# My 11 yr old wants an AR, help please



## hossblur (Jun 15, 2011)

He mows and shovels all year for money. Last year, he bought himself a sweet little Henry .17hmr. Pretty funny going to buy it, and they wouldn't let him handle it, he was 10, but when it came time to buy he pulls out 4 hundred dollar bills and slaps it down. This year, he wants an AR. I don't own one, YET, so on this I'm a newby. He'll have about $550-$600(one of his grandmas might not be so ready to just give him money for his b day if she knows hes buying a "machine gun"). Anyway, I was looking at a DPMS oracle. Sales guy was convincing me it would be a good entry point. What do you all think? I figure basic is good, as long as foundation is there, then he can shovel and mow to finance opitcs, rail accessories, etc. THoughts ? Suggestions?


----------



## mlob1one (Aug 29, 2014)

He sounds very responsible and deliberate with his money and I think that should be rewarded. 

I would suggest that you and he build AR's together. I just began building a few this year and it is better than legos. YouTube is a godsend for assembling. This can also help your boy learn the rifle better and understand it's components while having it take some additional time to assemble and select components right for him & his budget and he can probably get a better "sport rifle" than the DPMS right now for <$550 if he builds it himself. 
Shot me a PM if you want more details and suggestions. 🎯
Merry Christmas.🎄

Sent from my SPH-L710 using Tapatalk


----------



## DallanC (Jan 13, 2009)

I'd also give Palmetto State Armory a look, they make quality guns in that same price range.
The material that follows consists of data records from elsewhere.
PR #3125, opened 2025-05-22
Don't save or republish full OCaml Planet blog post content

### LINKED ISSUE #3120: Planet: are post bodies needed?
Currently, blog posts are scraped for OCaml Planet and stored in the repo, including the full bodies of the posts: https://github.com/ocaml/ocaml.org/blob/main/data/planet/dra27/dipping-toes-into-oxcaml.md?plain=1

However on the Planet page only post blurbs are shown and the 'Read Article' links just go to the original posts: https://ocaml.org/ocaml-planet

Ie the fully body text of the posts never seems to be shown on the Planet page. Am I missing something, or does it seem like we don't actually need to store the post bodies in this repo?

yawaramin:
Don't save the full post content in Markdown files like https://github.com/ocaml/ocaml.org/blob/main/data/planet/dra27/dipping-toes-into-oxcaml.md?plain=1 or republish the full content in the Planet RSS feed, https://ocaml.org/planet.xml

There's no need to save the full post content because we never display it anywhere in our site. We just directly link to the original blog posts.

Fix #3120

### DIFF
--- a/src/ocamlorg_data/data_intf.ml
+++ b/src/ocamlorg_data/data_intf.ml
@@ -61,7 +61,6 @@ module Blog = struct
     authors : string list;
     date : string;
     preview_image : string option;
-    body_html : string;
   }
 end
 
--- a/tool/ood-gen/lib/blog.ml
+++ b/tool/ood-gen/lib/blog.ml
@@ -62,7 +62,7 @@ module Post = struct
 
   let all_sources = Source.all ()
 
-  let of_metadata ~source ~body_html m : Data_intf.Blog.post option =
+  let of_metadata ~source m : Data_intf.Blog.post option =
     if Option.value ~default:false m.ignore then None
     else
       Some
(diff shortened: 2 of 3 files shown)


sabine:
We republish in the RSS feed, though.

sabine:
But I think those shortened content pieces in the RSS feed could as well be replaced by an AI summary or something like that.

ETA: I'll address this when I touch the RSS feed / social media automations again.

cuihtlauac:
How does this compare to #2573 ?

yawaramin:
I was trying to say that there's no need to republish the full content of the posts in the Planet RSS feed; in fact many people prefer that feed aggregators don't do that and rather they send the traffic to the original posts.

sabine (approved):
@yawaramin Ok, you're right, this is reasonable and the feed we publish gets a lot smaller this way.

PR #3127, opened 2025-05-22
Add GitHub Actions workflow for dune pkg

Sudha247:
This PR adds a GitHub Actions workflow for ocaml.org. This would help us catch any failures with `dune pkg`. Also fixed a deprecated function in `Mirage_crypto_rng` along the way.

### DIFF
--- a/.github/workflows/build-dune.yml
+++ b/.github/workflows/build-dune.yml
@@ -1,0 +1,19 @@
+name: Build on Dune PM
+
+on: [push, pull_request]
+
+jobs:
+  build:
+    strategy:
+      matrix:
+        runs-on: [ ubuntu-latest, macos-latest ]
+    runs-on: ${{ matrix.runs-on }}
+    continue-on-error: true
+
+    steps:
+      - name: Checkout code
+        uses: actions/checkout@v4
+      - name: Use dune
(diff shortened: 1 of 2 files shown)


Sudha247:
To add more context: This is a preliminary check whether the project builds with dune developer preview. It seems there's some issue with depext, I'll investigate this tomorrow.

cuihtlauac:
Wouldn't it be more prudent to begin by a local setup allowing the use of `dune pkg` instead of a GitHub action?

Sudha247:
> Wouldn't it be more prudent to begin by a local setup allowing the use of dune pkg instead of a GitHub action?

Indeed, and this setup was working on my machine - it was building and passing all tests. Maybe because depexts were already installed on my machine. I also discovered that it installs OCaml 4.14.x compiler version when I build it with `dune pkg`. Is that expected?

sabine:
Thank you Sudha, seeing that it builds on 4.14 and how little needed to be done for that was helpful. I'm closing this in favor of https://github.com/ocaml/ocaml.org/pull/3132 where I tried to get OCaml.org to work with Dune Package Management on OCaml 5.2.0 :orange_heart:

PR #3133, opened 2025-05-26
Fix a few typos in the release notes for the compiler

shindere:


sabine (approved):
Thanks @shindere

shindere:
Oh, many thanks for the prompt review / approval / emrge.

I noticed that the Markdown Lint workflow failed. I assume this is
orthogonal to the current PR...

sabine:
> I noticed that the Markdown Lint workflow failed. I assume this is orthogonal to the current PR...

Yes, that's correct. The workflow was added recently, but without going over all the existing files to make them pass the linter. Maybe there's a markdown formatter we can use to make all the files pass.

shindere:
sabine (2025/05/27 00:46 -0700):
> sabine left a comment (ocaml/ocaml.org#3133)
>
> > I noticed that the Markdown Lint workflow failed. I assume this is orthogonal to the current PR...
>
> Yes, that's correct. The workflow was added recently, but without
> going over all the existing files to make them pass the linter. Maybe
> there's a markdown formatter we can use to make all the files pass.

I'm willing to help but it was not obvious to me from the workflow file
how to reproduce locally wha the GHA does.

Issue #3145, opened 2025-06-04
Can't solve with dune package management since min ocaml version bumped to 5.2.0


gridbugs:
Opam is still able to find a solution but dune cannot. This has been a problem since https://github.com/ocaml/ocaml.org/pull/3131. Reverting that PR and dune is able to find a solution, however it chooses `ocaml.4.14.2`. I'm investigating why dune doesn't choose a later version of ocaml.

gridbugs:
The problem seems to be related to the `river` package which is pinned to a specific revision. Dune might be treating this pin differently from opam which has implications on constraints on the versions of other packages but I don't understand the full story yet. Removing `river` from the dependencies makes the problem go away.

gridbugs:
In the pinned version of `river` (https://github.com/aantron/river#476dc945a908a69548bddd267f143a3e5d9c8a1a) there is a dependency on the package `ocamlnet` which depends on `"ocaml" {>= "4.02" & < "5"}` which explains why dune refused to choose a version of ocaml above 5. It doesn't explain why opam _was_ able to find a solution. Did it ignore the pin? When I solve the project with opam I don't see a dependency on `ocamlnet` even though it claims to be using a pinned version of `river`, but maybe opam just takes the package source from the pin and ignores the package metadata (including dependencies)?. Not sure.

Anyway as long as ocaml.org depends on a pinned version of river with `ocamlnet` among its dependencies I think we should not constrain the minimum version of ocaml to > 5.

yawaramin:
The pin was removed in #3178, the project is now depending on upstream `river`.

PR #3146, opened 2025-06-04
Reduce minimum version of ocaml

gridbugs:
The pinned version of the package "river" has a dependency on the package "ocamlnet" which is not compatible with ocaml 5. This fixes an issue where Dune is unable to find a package solution for this project.

### DIFF
--- a/dune-project
+++ b/dune-project
@@ -34,7 +34,7 @@
   "This repository contains the server that serves the official OCaml website at https://ocaml.org.")
  (depends
   (ocaml
-   (>= 5.2.0))
+   (>= 4.14.0))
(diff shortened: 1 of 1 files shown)


gridbugs:
Fixes https://github.com/ocaml/ocaml.org/issues/3145

sabine:
We should be removing the pin on river instead. If necessary, we need to cut a release of river.

Working with one specific version of OCaml instead of supporting multiple is better for build stability and for the contributor experience.

gridbugs:
Can we use this in the short term while we work on removing the river pin. I'm currently unable to build ocaml.org without this patch.

PR #3147, opened 2025-06-04
Add overlay repo to dune-workspace

gridbugs:
When setting the repositories associated with a lockdir the default list over repos is overriden with the new list. Dune package management relies on some forks of some low-level packages that have been patched by the dune developers to work with dune package management. This change adds the overlay back in, fixed at a given commit.


sabine (approved):
Thanks

PR #3176, opened 2025-06-19
refactor(homepage): rename `fac` function snippet to `factorial`

craigfe:
Calling this function `fac` on the homepage is in my opinion a bit cryptic and "inside baseball".

This PR suggests changing it to `factorial` to be more explicit: OCaml is not just for mathematicians after all 😅


cuihtlauac:
Nice suggestion @craigfe

PR #3187, opened 2025-06-26
(data) clarify difference between utop prompt and commands

Firobe:
I've witnessed a beginner confuse the `utop` prompt (`#`) and the prefix for utop commands (like `#quit`). This adds a small clarification that this prefix really has to be typed and is not part of the prompt.


cuihtlauac:
Thanks @Firobe

PR #3201, opened 2025-07-05
Cookbook: Use Basic Authentication to Secure a Route

dinakajoy:
This PR creates a web server that returns a public and secured route
- If user tries to access `/dashboard`, the browser prompts user to enter a username and password
- There is a `mock_authorized_users` to mimic authorized users

### DIFF
--- a/data/cookbook/use-basic-auth-on-web-server/00-dream-server.ml
+++ b/data/cookbook/use-basic-auth-on-web-server/00-dream-server.ml
@@ -1,59 +1,60 @@
----
-packages:
-- name: "dream"
-  tested_version: "1.0.0~alpha8"
-  used_libraries:
-  - dream
-- name: "base64"
-  tested_version: "3.5.1"
-  used_libraries:
-  - base64
-discussion: |
-  This example uses Dream, a simple and type-safe web framework for OCaml.
----
+(* 
+   ⚠️  WARNING: DO NOT USE THIS IN PRODUCTION! ⚠️
+   
+   This is a DEMONSTRATION ONLY showing basic HTTP authentication concepts.
+   
+   This code has SERIOUS SECURITY FLAWS:
+   - Passwords stored in plain text
+   - No password hashing
+   - Vulnerable to timing attacks
+   - No rate limiting
+   - No HTTPS enforcement
+   - Improper credential validation
+   
+   For production use:
+   - Consult OWASP Authentication Cheat Sheet
+   - Use established authentication frameworks
+   - Implement proper password hashing (bcrypt, argon2)
+   - Use HTTPS only
+   - Consider OAuth 2.0, JWT, or session-based auth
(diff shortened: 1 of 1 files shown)


cuihtlauac (dismissed):
Thanks @dinakajoy.

I fear this should not be published without significant changes. We should let those who don't take security seriously devise their own weak code.

yawaramin:
@cuihtlauac wouldn't a production-grade auth system massively complicate this recipe? Aren't Cookbook recipes supposed to be on the simpler side?

cuihtlauac:
> @cuihtlauac wouldn't a production-grade auth system massively complicate this recipe? Aren't Cookbook recipes supposed to be on the simpler side?

I agree, @yawaramin. Here is the problem I see. If we have a simple recipe for this matter, we must accompany it with a warning saying, "Don't do that; it's much more complicated." But then we have a contraction. Publishing the recipe is a claim about simplicity, but the warning says the opposite. That leaves learners clueless, experts irritated, and LLMs poisoned. 

Therefore, I believe there should be no recipe for this.

dinakajoy:
@cuihtlauac 
I am building an authentication system with RBAC using Dream and Brr.
`session storage` or `irmin` can be used for simplicity for this and then linked to the full system (if approved).
What do you think?

yawaramin:
Sounds like an RBAC-based auth system would not be using basic auth, right? In that case we might as well use this PR to remove this 'basic auth' recipe from the cookbook altogether.

sabine (approved):
I think it's still better to have this than not have it because it shows how to manipulate headers, and it's a good place to point people to the OWASP cheatsheet.

data/cookbook/use-basic-auth-on-web-server/00-dream-server.ml
```diff
@@ -0,0 +1,60 @@
...
+   - Passwords stored in plain text
+   - No password hashing
+   - Vulnerable to timing attacks
+   - No rate limiting
+   - No HTTPS enforcement
+   - Improper credential validation
+   
+   For production use:
+   - Consult OWASP Authentication Cheat Sheet
+   - Use established authentication frameworks
```
yawaramin: I would add:

Consider using passwordless, phishing-resistant auth like [WebAuthn](https://ocaml.org/p/webauthn) (passkeys).

sabine: Adding passkey-auth as a recipe to the cookbook sounds like a great idea, in addition.

Having comprehensive docs on stuff like auth is a pretty important signal to people actually building stuff for production.

```suggestion
   - Use established authentication frameworks and schemes (e.g. passwordless, phishing-resistant passkey auth like [WebAuthn](https://ocaml.org/p/webauthn))
```

sabine (approved):
Merging this. Thanks @dinakajoy !

PR #360, opened 2018-06-12
build: fix clang-cl exception flags

adierking:
When building with clang-cl, we currently pass the `/EHsc-` flag in an attempt to disable exceptions, but this is equivalent to `/EHs` which still enables C++ exceptions and trips the `#error` in block.cpp. clang-cl actually disables exceptions by default, so we don't need to pass anything.

See https://msdn.microsoft.com/en-us/library/1deeycx5.aspx.


adierking:
cc @compnerd

compnerd:
CC @madcoder

compnerd:
@swift-could please test

compnerd:
@swift-ci please test

PR #361, opened 2018-06-18
build: support system installed BlocksRuntime

compnerd:
This uses the standard CMake mechanism for finding the blocks runtime.
If one is not found, one will be provided for you.


compnerd:
CC: @MadCoder @millenomi

compnerd:
@swift-ci please test

compnerd:
@swift-ci please test

compnerd:
@swift-ci please test

MadCoder:
What is the motivation here? I'm worried about random blocks runtimes, we've made fixes to the copy we have.

compnerd:
The swift instructions tell you to install and build against the blocks runtime (via apt-get).  This enables that.  It also allows you to switch between the version in s-f-l or dispatch or if you have a copy checked out (like libclosure) or from compiler-rt.

MadCoder:
mmk

PR #363, opened 2018-06-18
build: fix the clang-cl executable link command

adierking:
ClangClCompileRules.cmake overrides CMAKE_C_LINK_EXECUTABLE to invoke the C
compiler, but clang-cl does not accept linker flags, so tests will fail to link.
The default is fine, so delete this line.


adierking:
cc @MadCoder @compnerd

compnerd:
I guess that I had must've left it behind accidentally.

PR #365, opened 2018-06-19
build: correctly enable blocks for tests when using clang-cl

adierking:
clang-cl does not support -fblocks, so prefix it with -Xclang to pass it
directly to the frontend like src/CMakeLists.txt does.


adierking:
cc @MadCoder @compnerd

compnerd:
@swift-ci please test

PR #366, opened 2018-06-19
CMake: create_symlink isn't supported on Windows. Use copy instead

dplanitzer:
We previously tried to symlink the module maps with the create_symlink command. But this command isn't supported on Windows and thus fails. We now copy the files instead.


dplanitzer:
cc @MadCoder @compnerd

MadCoder:
@swift-ci please test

AR's are really fun. I bought one a few years ago and couldn't believe after the first time shooting, that I hadn't owned one before. With the repubs holding the reigns of the government currently, expect AR prices to crash. Alot of people bought alot of ARs expecting Hillary to win and restrictions to be enforced. Now alot of those people are wondering why they have a basement full of ARs and are looking to firesale them.

I bought several palmetto state AR15 lowers for $40 back when they were really cheap. I'm kicking around building them out now that uppers are dropping in price daily.

But as for a kid shooting a AR, as long as he is disciplined in gun safety, its a great caliber for kids. Recoil is nearly nonexistent.

-DallanC


----------



## moabxjeeper (Dec 18, 2012)

Geez, kids these days... When I was 11, I was far more concerned about watching wrestling and playing N64 with my friends. 

My most powerful gun at the time was a 10/22 that my dad gave me for Christmas which replaced my beloved pellet gun. A little while later, I shot the 20 gauge and took it duck hunting. My first 12 gauge followed shortly after along with my first experience shooting a real, high powered rifle in preparation for the deer hunt.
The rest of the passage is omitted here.